Ehren Tool, ceramicist and veteran of the United States Marine Corps, shares personal views about war from his experience in the service. This November, Cypress College was able to host Tool, who provided a ceramics workshop in the campus art gallery during an exhibition of veteran’s art work called A Different 1%.
At a towering height of over six feet, Tool does not seem as if he would sit at a small pottery wheel for hours a day, building ceramic cups. After noticing his overalls covered in old clay, however, one immediately realizes that Tool is an artist. Tool’s passion for ceramics automatically draws people into his work and shines through every last cup. In the gallery, students surrounded Tool, their faces wide with astonishment as they witnessed him work.
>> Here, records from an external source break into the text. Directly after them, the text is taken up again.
PR #549, opened 2016-12-02
Update Events

johnflavin:
* Add event fields from docker updates
* Document the version each had been added
* Deprecate older fields
* Update event tests to assert on new fields
* Refactor event tests (now explicitly test event streaming and polling modes)

### DIFF
--- a/src/main/java/com/spotify/docker/client/DockerClient.java
+++ b/src/main/java/com/spotify/docker/client/DockerClient.java
@@ -2229,8 +2229,9 @@ public interface DockerClient extends Closeable {
      *
      * @param until Return events up until this Unix timestamp.
      * @return {@link EventsParam}
+     * @since API 1.18
      */
-    public static EventsParam until(Long until) {
+    public static EventsParam until(final Long until) {
       return new EventsParam("until", String.valueOf(until));
     }
 
@@ -2239,8 +2240,9 @@ public interface DockerClient extends Closeable {
      *
      * @param since Return events since this Unix timestamp.
      * @return {@link EventsParam}
+     * @since API 1.18
      */
-    public static EventsParam since(Long since) {
+    public static EventsParam since(final Long since) {
       return new EventsParam("since", String.valueOf(since));
     }
 
@@ -2250,8 +2252,9 @@ public interface DockerClient extends Closeable {
      * @param name  Name
      * @param value Value
      * @return {@link EventsParam}
+     * @since API 1.18
      */
-    private static EventsParam filter(String name, String value) {
+    private static EventsParam filter(final String name, final String value) {
       return new EventsFilterParam(name, value);
     }
 
@@ -2259,6 +2262,7 @@ public interface DockerClient extends Closeable {
      * Show only certain events. For example, "event=pull" for image pull events.
      * @param event Type of event to show
      * @return EventsParam
+     * @since API 1.21
      */
     public static EventsParam event(final String event) {
       return filter("event", event);
@@ -2268,6 +2272,7 @@ public interface DockerClient extends Closeable {
      * Show events for an image.
      * @param image An image tag or id
      * @return EventsParam
+     * @since API 1.18
      */
     public static EventsParam image(final String image) {
       return filter("image", image);
@@ -2277,6 +2282,7 @@ public interface DockerClient extends Closeable {
      * Show events for a container.
      * @param container A container name or id
      * @return EventsParam
+     * @since API 1.18
      */
     public static EventsParam container(final String container) {
       return filter("container", container);
@@ -2286,6 +2292,7 @@ public interface DockerClient extends Closeable {
      * Show events for a volume.
      * @param volume A volume name or id
      * @return EventsParam
+     * @since API 1.22
      */
     public static EventsParam volume(final String volume) {
       return filter("volume", volume);
@@ -2295,6 +2302,7 @@ public interface DockerClient extends Closeable {
      * Show events for a network.
      * @param network A network name or id
      * @return EventsParam
+     * @since API 1.22
      */
     public static EventsParam network(final String network) {
       return filter("network", network);
@@ -2304,6 +2312,7 @@ public interface DockerClient extends Closeable {
      * Show events for a daemon.
      * @param daemon A daemon name or id
      * @return EventsParam
+     * @since API 1.24
      */
     public static EventsParam daemon(final String daemon) {
       return filter("daemon", daemon);
@@ -2313,9 +2322,22 @@ public interface DockerClient extends Closeable {
      * Show events of a given type. For instance, "type=image" for all image events.
      * @param type A type of event. Possible values: container, image, volume, network, or daemon
      * @return EventsParam
+     * @deprecated Use {@link #type(EventType)}.
+     * @since API 1.22
      */
+    @Deprecated
     public static EventsParam type(final String type) {
       return filter("type", type);
+    }
+
+    /**
+     * Show events of a given type. For instance, "type=image" for all image events.
+     * @param type A type of event. Possible values: container, image, volume, network, or daemon
+     * @return EventsParam
+     * @since API 1.22
+     */
+    public static EventsParam type(final EventType type) {
+      return filter("type", type.getName());
     }
 
     /**
@@ -2324,6 +2346,7 @@ public interface DockerClient extends Closeable {
      * @param label The label to filter on
      * @param value The value of the label
      * @return EventsParam
+     * @since API 1.21
      */
     public static EventsParam label(final String label, final String value) {
       return isNullOrEmpty(value) ? filter("label", label) : filter("label", label + "=" + value);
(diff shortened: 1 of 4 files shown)


davidxia:
Looks like two event tests still fail on Docker 1.9.1. https://travis-ci.org/spotify/docker-client/jobs/186413456

johnflavin:
I fixed the tests for 1.9. Current build fails on 1.10, but it looks like a random, transient failure. Unrelated to my updates.

davidxia:
@johnflavin Thanks for the PR. I think the 1.10.3 build keeps failing for some reason though.

src/main/java/com/spotify/docker/client/DockerClient.java
```diff
@@ -2332,10 +2355,33 @@ public static EventsParam label(final String label, final String value) {
...
+     * @since API 1.21
      */
     public static EventsParam label(final String label) {
       return label(label, null);
     }
+
+    /**
+     * Valid event types for EventsParam.type
+     */
+    public enum EventType {
```
davidxia: Can we also test this?

src/main/java/com/spotify/docker/client/messages/Event.java
```diff
@@ -91,7 +143,50 @@ public String toString() {
...
+        .add("action", action)
+        .add("actor", actor)
         .add("time", time)
+        .add("timeNano", timeNano)
         .toString();
   }
+
+  public static class Actor {
+    @JsonProperty("ID") private String id;
+    @JsonProperty("Attributes") private ImmutableMap<String, Object> attributes;
```
davidxia: Could this just be `ImmutableMap<String, String>` or do we expect nested JSON objects?

johnflavin:
Yes, that does look like a real failure. I spun up a 1.10.3 docker-machine vm, but I wasn't able to reproduce this.

I added assertions to the test that the stream does have events so that, at the very least, the test can `FAIL` with a message rather than just `ERROR` with an exception.

If this continues to happen on the travis machines, I do have a suspicion about the cause. In the past I have had issues with docker events not behaving like I expected; the cause turned out to be an mismatch between the clocks on the docker vm and the host machine (see docker/docker#25579 for more). I'm not sure if that is happening on the travis machines, but that is where I would investigate.

johnflavin:
Hey, all green! ✅

davidxia:
Nice. What changed to make it pass?

johnflavin:
Short answer: nothing. I'm pretty sure that event errors like that, where for some reason docker just doesn't give back events, are machine-dependent and not always reproducible. Like I said in [my comment above](https://github.com/spotify/docker-client/pull/549#issuecomment-269655905) it could very well be that the clock on the particular docker vm that they were using is out of sync with the host clock. Docker re-syncs occasionally, but in my experience it doesn't happen reliably and I have to manually sync to make the errors stop.

src/main/java/com/spotify/docker/client/messages/Event.java
johnflavin: It looks like it can be `<String, String>`. I'm not sure why I thought it was possible to get an `Object` there, but their [swagger.yaml](https://github.com/docker/docker/blob/master/api/swagger.yaml#L5336) says `Attributes` will always have `String` values.

I'll fix that.

src/main/java/com/spotify/docker/client/DockerClient.java
```diff
@@ -2248,15 +2250,17 @@ public static EventsParam since(Long since) {
...
-    private static EventsParam filter(String name, String value) {
+    private static EventsParam filter(final String name, final String value) {
       return new EventsFilterParam(name, value);
     }
 
     /**
      * Show only certain events. For example, "event=pull" for image pull events.
      * @param event Type of event to show
      * @return EventsParam
+     * @since API 1.21
```
johnflavin: Yes, I think you are correct. Can fix.

src/main/java/com/spotify/docker/client/DockerClient.java
johnflavin: Let me think this through. I'm not sure exactly what you’re asking to test.

Do you mean we should test whether the `filter=type=<>` param works correctly, and that if we ask for, say, only image events, then that's all we get back? That's doable. A test could do a bunch of stuff—pull an image, create a container, create a volume, etc.—then ask docker for the different types of events one-by-one, and verify that we only get back what we expect.

Or do you mean to test the validity of the `enum` itself, that it has all the values that it needs to have? I don't know how that would be tested. I'm kind of trusting that the API fully documents all the valid values.

davidxia: Sorry, I meant the former.

johnflavin: Ok. That might take a little time, but it shouldn't be too complicated.

src/test/java/com/spotify/docker/client/DefaultDockerClientTest.java
```diff
@@ -1873,10 +1898,149 @@ public void testEventStreamPolling() throws Exception {
...
+    final HostConfig hostConfig = HostConfig.builder()
+            .binds(Bind.from(volume).to(mountPath).build())
+            .build();
+    final ContainerConfig config = ContainerConfig.builder()
+            .image(BUSYBOX_LATEST)
+            .hostConfig(hostConfig)
+            .build();
+
+    // Wait once to clean our event "palette" of events from other tests
+    Thread.sleep(1000);
```
davidxia: This is probably fine for now, but is there a way to check there are no leftover events? Perhaps we can use [awaitility](https://github.com/awaitility/awaitility) in the future here.

src/test/java/com/spotify/docker/client/DefaultDockerClientTest.java
```diff
@@ -1873,10 +1898,149 @@ public void testEventStreamPolling() throws Exception {
...
+    final Date start = new Date();
+    final long startTime = start.getTime() / 1000;
+
+    sut.pull(BUSYBOX_LATEST);
+    sut.createVolume(volume);
+    final ContainerCreation container = sut.createContainer(config, containerName);
+    final String containerId = container.id();
+    sut.startContainer(containerId);
+    Thread.sleep(1000);
```
davidxia: Is this to wait for the container to exit?

src/test/java/com/spotify/docker/client/DefaultDockerClientTest.java
```diff
@@ -1896,15 +2060,10 @@ private EventStream getImageAndContainerEventStream(final EventsParam... eventsP
...
-                                     final Event createEvent,
-                                     final Event startEvent,
-                                     final String containerId,
-                                     final String imageName) throws Exception {
-    // pull event assertions
+  private void imagePullEventAssertions(final Event pullEvent) throws Exception {
     assertThat(pullEvent.time(), notNullValue());
     if (dockerApiVersionAtLeast("1.22")) {
-      assertEquals("image", pullEvent.type());
+      assertEquals(IMAGE.getName(), pullEvent.type());
```
davidxia: Perhaps make this method take more parameters like `containerEventAssertions()` below so we don't have to hard-code `IMAGE` and `BUSYBOX_LATEST`?

src/test/java/com/spotify/docker/client/DefaultDockerClientTest.java
johnflavin: I think I could do that. There is a case to avoid: when you are streaming events, if you ask for the next one and there is none, the thread will hang while it waits for more to come over the stream. But I can careful in my tests to only assert that there are no events when I have polled for events and the stream is already closed. Also, setting timeouts on the tests will help.

src/test/java/com/spotify/docker/client/DefaultDockerClientTest.java
johnflavin: That is correct. Writing these tests, I got into problems when I tried to remove a container that was still running. I also tried to stop the container first, but sometimes it was stopped already so that caused its own problems.

src/test/java/com/spotify/docker/client/DefaultDockerClientTest.java
johnflavin: Can do

johnflavin: I left the `IMAGE.getName()` hard-coded. The method is a helper for assertions about image events only, so they will always have that `event.type()`. But I generalized the image name and the type of action.

johnflavin:
I just had a thought based on [your comment](https://github.com/spotify/docker-client/pull/549#discussion_r942881570). Currently the event type enum is in `DockerClient`; it is used as a parameter to filter events to those of certain types. However, the actual `type` member of `Event` just returns a `String`. 

It seems it would make more sense to move `enum Type` from `DockerClient` into `Event`, and change `String type` to `Type type`.

Maybe I'll give that a go and see if it works.

johnflavin:
👆 ✅

johnflavin:
Ugh. I just realized that the best version of the `Events` model object is not just one class with enumerated types. It is a different class for each type, with enumerated `action`s.

johnflavin:
Test failure appears to be a travis hiccup, unrelated to PR.

davidxia:
@johnflavin I've seen similar spurious pull failures. I usually click the "restart job" button for the individual failed jobs to fix them.

johnflavin:
I don't have that button. Must be a Travis feature that only repo owners get.

johnflavin:
Oops. Didn't see the approval before I rebased.

davidxia:
That's OK. Your last commit is straight forward.

mattnworb:
lgtm 👍  thanks!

Tool shared his creative projects and showed students hands on, step by step, how he creates his famous cups. The ceramicist builds cups by throwing them on a potter’s wheel and engraves them with homemade stamps he has made, including stamps with war messages and printed images to communicate with his audience.
Tool has traveled all over the world to share his artwork with one goal, hoping that “…conversations flourish between veterans and the people who are close to them. I also hope that some honest conversation can happen about war and its causes.”
Tool threw dozens of cups in the ceramics studio on campus the same day as the workshop to be able to decorate the cups in time. Tool uses a technique of throwing these cups on the potter’s wheel known as “throwing off the mound”. This technique involves the potter starting with an large amount of clay on the wheel and molding the cups at the top the resulting mound, creating new cups and then cutting them off one by one until all clay is gone. Tool made a massive amount of cups in only about an hour, which showed off his obvious talent.
Tool is a Marine veteran who served in the 1991 Gulf War and currently works in the Ceramic Department of the University of California, Berkeley. The ceramicist has made over a total of 16,000 cups, all given as gifts.